The analysis of 752 rulings (including only people aged between 18 and 55 years) in three selected districts reveals the strong predominance, between 2019 and 2022, of the most restrictive accompaniment measure: in 82% of rulings, general representation powers were granted to companions, contradicting the recommendations of the United Nations Committee on the Rights of Persons with Disabilities, which in its General Comment No. 1 reiterates that “legal capacity is a universal attribute inherent to all persons by virtue of their humanity and must be guaranteed for persons with disabilities on an equal basis with others.”

However, it was also possible to verify that in the most recent rulings, issued between February 2022 and February 2023 (N=219), this situation slightly changes: 78% of rulings grant general representation powers to companions, and 21% grant special representation, i.e., a less restrictive accompaniment measure in terms of rights.

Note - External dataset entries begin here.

PR #178, opened 2022-11-09
boot_control module update and refinement

Bodong-Yang:
## Introduction
This PR applies minor update and refinement to boot_control module before introducing raspberry pi support to otaclient.

**NOTE: this PR is one of the PRs that for introducing rapsberry pi support into otaclient.**

## Changes
1. boot_control related configs now moved from `app.configs` to `app.boot_control.configs`,
2. define bootloader type enum, implement new bootloader detection function,
3. move boot_control internal error def from `boot_control.common` to `boot_control._errors`,
4. boot_control module folder re-arrange,
5. ota_client_stub now detects bootloader before initializing OTAClient instance, instead of detecting and write a const in configs.py previously,
6. other related minor updates.


otaclient/app/boot_control/selecter.py
```diff
@@ -0,0 +1,80 @@
...
+
+from ..configs import config as cfg
+from .. import log_util
+
+logger = log_util.get_logger(
+    __name__, cfg.LOG_LEVEL_TABLE.get(__name__, cfg.DEFAULT_LOG_LEVEL)
+)
+
+
+def detect_bootloader(raise_on_unknown=True) -> BootloaderType:
```
obi-t4, line 31: Is it possible to detect bootloader type dynamically?
If it is possible, we don't need to ask field integrator guys to add bootloader type in the ecu_info.yaml.

obi-t4 (commented):
I left a comment but I think it seems good!

otaclient/app/boot_control/selecter.py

Similarly, according to the new law, restriction of personal rights should be exceptional. However, in only 10% of the rulings analyzed was there no restriction of personal rights: 84% of people under accompaniment measures cannot make a will, 72% cannot exercise parental responsibilities (including fostering, exercising parental responsibilities, adoption, and reproductive rights), 60% cannot marry, 53% cannot move or establish residence, 29% are barred from exercising reproductive rights, and 13% (N=98) are barred from voting.

These results suggest the need to continue promoting training for system actors (judicial magistrates and public prosecutors, experts, technicians of institutions supporting people with disabilities) on the new rights paradigm advocated in the Convention on the Rights of Persons with Disabilities, which aims to promote supported decision-making rather than representation (in which the companion decides and the accompanied person is prevented from exercising rights), but also to empower people with intellectual and psychosocial disabilities themselves and their families by preparing and supporting them in exercising their right to self-determination. The need to revise the legislation of the Accompanied Adult Regime was also suggested in order to clarify some concepts, such as the scope and content of accompaniment regimes (Art. 145), thus preventing practices that diverge from the law’s objectives and the Convention.

Funded by the Foundation for Science and Technology, this study was promoted by ODDH/CIEG of ISCSP-University of Lisbon between January 2021 and December 2023. The research, coordinated by ODDH and CIEG/ISCSP-ULisboa, involved a team of academic and non-academic researchers (people with disabilities) and partnerships with the Center for Social Studies of the University of Coimbra, the Superior Council of the Judiciary, the Attorney General’s Office, the Ombudsman, the National Federation of Solidarity Cooperatives (FENACERCI), the National Federation of Rehabilitation Entities for the Mentally Ill (FNERDM), and the Portuguese Federation for Mental Disability (HUMANITAS).